“對付王成功,確實比直接對付何勇穩妥得多。只要運作得當,任誰也挑不出大毛病!您說,具體該怎麼做?我們從哪裡入手?財政資金、專案審批、招標採購……他經手的環節不少,總能找到縫隙!”
其餘人也紛紛摩拳擦掌,出謀劃策: “他經常和企業打交道,查查有沒有不正當往來!”
“還有他個人的經濟狀況、生活作風,都可以關注一下!”
看著手下人群情激奮,紛紛請戰,楊文濤心中更加篤定。
但他並沒有立刻部署具體行動,而是抬起手,向下虛按了一下,臉上恢復了高深莫測的表情:
“具體怎麼做,不著急。飯要一口一口吃,事要一件一件辦。現在首要任務,還是我剛才說的配合 。
要讓他們,特別是讓何勇放鬆警惕。讓他覺得我們已經服軟了,可以安心做事了。人只有在放鬆的時候,才容易露出破綻。”

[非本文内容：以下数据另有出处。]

Issue #6, opened 2019-03-07
slate serialization compatibility to 1.0.x


garyyu:
wallet send to 1.0.x wallet fail, and the error log on 1.0.x wallet:
```
Generic error: Invalid request body: invalid type: string "e1c141a8fce73ca7e8c546a865ba26ae1879259ab366fc54fd502bf0c04dc5fa", expected an array of length 32 at line 1 column 147 }
```

Looks like we didn't successfully compatible with 1.0.x slate serialization, but I remember we did.
To be checked...

garyyu:
Related PR: https://github.com/mimblewimble/grin/pull/2534

yeastplume:
I don't think there's actually code in there at the moment to produce and send the slate in v0 format. The slate versioning and conversion capability is there, but there's nothing that actually calls it.

garyyu:
Okay, so this is still a todo item for us before the formal release of this wallet :-)

mcdallas:
@garyyu This is working as intended, after 1.1.0 you won't be able to receive a tx from an old wallet if it was sent by a new wallet, only the other way around because the slate format changed to hex.

garyyu:
@mcdallas 
> This is working as intended

**Why we intend to have an incompatible with old version?**

But If this is a method to force upgrading, I fully agree 😄   because of https://www.grin-forum.org/t/critical-vulnerability-in-grin-1-0-1-and-older-fixed-in-1-0-2/4343

And the release note of `1.1.0` must highlight this incompatible and the purpose.

mcdallas:
Because how can the old client understand the new slate format? I don't think it's possible. I raised the issue of backwards incompatibility in the dev meeting and people seemed fine with it.

yeastplume:
Just thinking about the work involved in maintaining compatibility between all wallet versions.

Say there are 4 versions of the slate, v1, v2, v3 and v4.

If you're on V4, you can "upgrade" all incoming messages from v1, v2 and v3 clients. However, to respond to them you also need to be able to downgrade to their message format, so I need to maintain code to upgrade from v1 -> v2 -> v3 -> v4 as well as to downgrade v4 -> v3 -> v2 -> v1. This will have to be an incremental process, so in adding v5 I need to add upgrade v4 -> v5 and downgrade v5 ->v4 and continue down the chain depending on who I'm talking to. So for each element in each version of the slate there are From<> implementations that upgrade to the next and downgrade to the previous.

[...]

PR #13, opened 2019-03-11
Slate version conversions

yeastplume:
Bit messy thus far, but trying to come up with a scheme that will let the wallet upgrade and downgrade slate versions as needed in as transparent a manner as possible. Each slate version can upgrade or downgrade itself to the next/previous versions, while the latest version should be able to deserialise into the current Slate.

https://github.com/mimblewimble/grin-wallet/issues/6


yeastplume:
Updated now. Newer wallets should be able to receive slates from older wallets, convert them to the latest format, then downgrade them back to the earlier format to send them back. A few version fields were added to the V2 slate struct to facilitate this.

Also added a new command line arg for the send command that allows user to target an earlier slate version, if they absolutely have to send a slate to an older wallet.

PR #17, opened 2019-03-13
default to using a Plain kernel with no lock_height

antiochp:
We currently default to generating `HeightLocked` transaction kernels (locked at current block height).
This PR changes this to default to generating `Plain` transaction kernels.

We are exploring making the lock_height optional on kernels (it is not included in the tx kernel hash for `Plain` kernels).
First step toward making them truly optional is to stop using them where we don't need to. 

Eventually we will be able to reduce storage and bandwidth costs (a little) by only including the `lock_height` on `HeightLocked` kernels.

This PR leverages the existing grin behavior - a `Plain` tx kernel default to a `lock_height` of 0 (as we need something to store in the u64 lock_height). This is excluded from the kernel hash for `Plain` kernels.

TODO - 
- [ ] Some reasonably extensive testing to make sure `Plain` kernels are usable across all wallet and node scenarios.

### DIFF
--- a/.gitignore
+++ b/.gitignore
@@ -10,6 +10,5 @@ target
 grin.log
 wallet.seed
 test_output
-wallet_data
-wallet/db
+wallet*
 .idea/
--- a/controller/tests/transaction.rs
+++ b/controller/tests/transaction.rs
@@ -18,6 +18,7 @@ extern crate grin_wallet_controller as wallet;
 extern crate grin_wallet_impls as impls;
 extern crate grin_wallet_libwallet as libwallet;
 
+use self::core::core::transaction;
 use self::core::global;
 use self::core::global::ChainTypes;
 use self::keychain::ExtKeychain;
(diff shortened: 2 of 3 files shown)


antiochp:
@tromp Will be pleased to know about this I suspect.

tromp:
We do include lock_height in the kernel of HeightLocked transactions, as required to prevent malleability to different lock_heights...

And yes, I'm very happy to see txs defaulting to plain!

antiochp:
> We do include lock_height in the kernel of HeightLocked transactions, as required to prevent malleability to different lock_heights...

Yes we do. I realized my description above was somewhat ambiguous, revised to make it clearer.

yeastplume:
:+1:, given 1.1.0 is going to require quite a bit of testing anyhow, do you want to merge this now? Or do you want to test separately then merge?

antiochp:
Let me fix up the conflicts and I'll merge this in.
I can run this locally against 1.0.x nodes and it all seems to be fine.
We should keep this change in mind though when testing 1.1.0 (in case anything unexpected crops up related to this).

PR #21, opened 2019-03-14
feat(ci): introduce code coverage

mrekucci:
The build result is determined as soon as all the required jobs
finish, while the "coverage" job may continue and may even fail.


yeastplume:
No longer relevant since switch to azure

PR #23, opened 2019-03-15
APIV2 refactoring

yeastplume:
Introducing the v2 api is demonstrating some places where the separation of concerns between crates could be much better, so taking the opportunity to do a refactoring. Will update this with a description of the new crate structure and the reasoning behind it before merging.


yeastplume:
Okay, so what's happened here is:

* Split up the previous `refwallet` into 2 crates, currently called `impls` and `controller`. `impls` mostly contains concrete implementations of the traits found in `libwallet`. `controller` just contains logic to handle command line args and control the listener APIs. It was necessary to split these up to avoid circular dependencies in the `api` crate, which will need to use the types in `impls` to create self-testing rpc api doc tests.
* Move the implementations of the owner and foreign APIs into `libwallet`. All the api layers do now is unlock/open the wallet before calling the implementations. This was needed to allow internal code to call api functions directly, again without creating circular dependencies.

PR #35, opened 2019-04-02
Slate compatibility between versions

yeastplume:
Changes as a result of trying to send slates between different wallet versions. In the 1.1.0 code, all slates are serialized and sent as strings, to allow for differences between versions. Previously, they were serialized directly into a slate object, and the representation comes out differently after serde deser.

Bit of messiness has to go in to compensate for this for the time being (until 1.0.x series becomes completely obsolete), but for now the cases are handled and the following interactions should work:

* Sending a transaction from 1.1.0 to 1.1.0
* Sending a transaction from 1.0.x to 1.1.0 
* Sending a transaction from 1.1.0 to 1.0.x, provided the -v [target_slate_version] flag is specified in the send command (set this to 0 for compatibility with all older wallet clients)

### DIFF
--- a/controller/src/controller.rs
+++ b/controller/src/controller.rs
@@ -904,16 +904,14 @@ where
 	T: Serialize,
 {
 	match serde_json::to_string(s) {
-		Ok(json) => {
-			response(StatusCode::OK, json)
-		}
+		Ok(json) => response(StatusCode::OK, json),
 		Err(_) => response(StatusCode::INTERNAL_SERVER_ERROR, ""),
 	}
 }
 
 // As above, dealing with stringified slate output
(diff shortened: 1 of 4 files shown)


lehnberg:
Does this mean that `grin wallet send ... -v 0` ensures compatibility across any client (inc. v1.1.0)? Or is this for compatibility with <1.1.0 clients only?

yeastplume:
Yes, `-v 0` should work with any existing client, including v1.1.0. We're going to need to start thinking about upgrade policies though, one reason being that I don't think we want to create a state where everyone just uses -v 0 by default for the rest of time.

PR #89, opened 2019-04-23
fix #88

### LINKED ISSUE #88: API V2 handlers treat jsonrpc notifications as errors.
JSON RPC spec includes a [notification](https://www.jsonrpc.org/specification#notification) feature. Requests marked as notifications are handled silently; the method is run, but no response is sent back.

easy-jsonrpc, the crate we use for APIV2, supports notifications. When [handle_request](https://docs.rs/easy-jsonrpc/0.4.1/easy_jsonrpc/trait.Handler.html#method.handle_request) receives a notification, it handles the requests normally, but returns `None` to indicate no reply is necessary.

### Problem:

Grin-wallet's controller logic handles notifications as errors [here](https://github.com/mimblewimble/grin-wallet/blob/9b49bde4f91e642779327d03ac7775cfe30b5c33/controller/src/controller.rs#L689-L695) and [here](https://github.com/mimblewimble/grin-wallet/blob/9b49bde4f91e642779327d03ac7775cfe30b5c33/controller/src/controller.rs#L868-L874).

### Solution:

When `handle_request` returns `None`, reply with `json!(null)`.

bddap:
Fixes issue #88 by replying to json rpc notifications with an empty list.

### DIFF
--- a/Cargo.lock
+++ b/Cargo.lock
@@ -402,10 +402,10 @@ source = "registry+https://github.com/rust-lang/crates.io-index"
 
 [[package]]
 name = "easy-jsonrpc"
-version = "0.4.1"
+version = "0.5.1"
 source = "registry+https://github.com/rust-lang/crates.io-index"
 dependencies = [
- "easy-jsonrpc-proc-macro 0.4.1 (registry+https://github.com/rust-lang/crates.io-index)",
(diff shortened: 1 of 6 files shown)


bddap:
Also bumps easy-jsonrpc to 0.5.1 for this [usability fix](https://github.com/layer1capital/easy-jsonrpc/issues/5).

yeastplume:
Great, thanks for this!

PR #96, opened 2019-05-02
Command line implementation of invoice commands

yeastplume:
Following from #90, the actual command line implementation exercising the invoice commands.

The code will mostly be a lot of boilerplate copying from the parsing and api execution system that's in place, but the particular file to watch for comments on the UI (if you can even call it that) is the command line arg yaml definition file:

`src/bin/grin-wallet.yml`

- [x] invoice command
- [x] pay command
- [x] finalize  command
- [ ] community review, particularly on naming, arguments, and process_invoice workflow
- [x] test implementation exercising new commands (ongoing)

### DIFF
--- a/controller/src/command.rs
+++ b/controller/src/command.rs
@@ -421,6 +421,104 @@ pub fn issue_invoice_tx(
 	Ok(())
 }
 
+/// Arguments for the process_invoice command
+pub struct ProcessInvoiceArgs {
+	pub message: Option<String>,
+	pub minimum_confirmations: u64,
+	pub selection_strategy: String,
+	pub method: String,
+	pub dest: String,
+	pub max_outputs: usize,
+	pub target_slate_version: Option<u16>,
+	pub input: String,
+	pub estimate_selection_strategies: bool,
+}
+
+/// Process invoice
+pub fn process_invoice(
+	wallet: Arc<Mutex<WalletInst<impl NodeClient + 'static, keychain::ExtKeychain>>>,
+	args: ProcessInvoiceArgs,
+	dark_scheme: bool,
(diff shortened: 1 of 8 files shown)


yeastplume:
Added `issue_invoice` command as a start. The `process_invoice` command is next, and it's likely to be the most difficult due to the need for interaction.

mcdallas:
I would propose changing `issue_invoice` to `invoice` (as in the verb), `process_invoice` to `pay` and maybe use the existing `finalize`.

Also it would be nice if by default the invoice would be printed to stdout as a base64 string (instead of file) like in the Lightning network. The workflow I am thinking is:
- You checkout from a site, they give you a base64 string plus a textbox to paste your reply.
- User copies the string and types in his wallet `grin-wallet pay <string>`
- "Do you want to pay X for Y amount (yes/no)"
- Wallet prints another string
- User pastes it to the textbox and clicks submit

DavidBurkett:
I like @mcdallas's suggestion. Seems like a simple enough workflow for most users, and the wording makes sense to me.

lehnberg:
👍

yeastplume:
Fine will all of this, except using the same `finalize` as the regular send case, as the rest of the code keeps them separate throughout. Will make changes

yeastplume:
Think this is just about there, couple of points:

* I went with reusing the same finalize command and have the command determine whether the Slate is an invoice or not.
* Will leave the base 64 stuff as a future enhancement. If we start outputting base64 we'd want it consistent across all wallet commands, so it most likely deserves its own thinking and PR.

yeastplume:
Merging to allow builds for PR work, sure we can still review and comment on the beta build

PR #103, opened 2019-05-13
Simplify slate (de)serialization

jaspervdm:
- Previous deserialize method did multiple full deserializes. I added a `SlateVersionProbe` which only has to deserialize the relevant fields to figure out the version, after which full deserialization can be done.
- Implement `Serialize` on `Slate`, which serializes to the orig version. Use it in the adapters and the foreign API
- Simplify HTTP adapter, no longer require multiple serializes and deserializes

Still some testing to do, so marking as draft. Requesting review from @yeastplume

### DIFF
--- a/Cargo.lock
+++ b/Cargo.lock
@@ -280,16 +280,16 @@ dependencies = [
 
 [[package]]
 name = "croaring"
-version = "0.3.8"
+version = "0.3.9"
 source = "registry+https://github.com/rust-lang/crates.io-index"
 dependencies = [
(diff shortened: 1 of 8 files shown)


yeastplume:
Looking very good, and thanks for cleaning up the cruft here.

Are you ready to merge it in? I'd like to get one more beta release done before the actual 1.1.0 release.

jaspervdm:
@yeastplume I will do some final testing and let you know in a few hours

jaspervdm:
Did some testing with sending/receiving slates, fixed a bug in the HTTP adapter. Ready for final review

楊文濤意味深長地看著眾人:“你們回去後,以前怎麼配合,以後還要加倍的配合。甚至要主動向他示好,表示支援,明白嗎?”
眾人立刻領會:“省長,明白!”
“嗯。” 楊文濤點點頭,“具體的行動方案,我會再仔細斟酌,選擇最合適的時機和切入點。你們現在要做的,就是耐心等待,統一口徑。
沒有我的明確指令,誰也不許擅自行動!今天這裡說的話,出我之口,入爾等之耳,絕不能讓第六個人知道!否則……”
楊文濤沒有說下去,但眼中閃過的寒光讓所有人都心頭一凜。
“省長放心!我們絕對守口如瓶!”
幾人連忙保證。
“好了,正事就談到這兒。先吃飯!”
楊文濤臉上重新露出笑容,彷彿剛才那番談話從未發生過,他率先舉起了筷子,“來來來,這遼參涼了可就腥了,趁熱吃。”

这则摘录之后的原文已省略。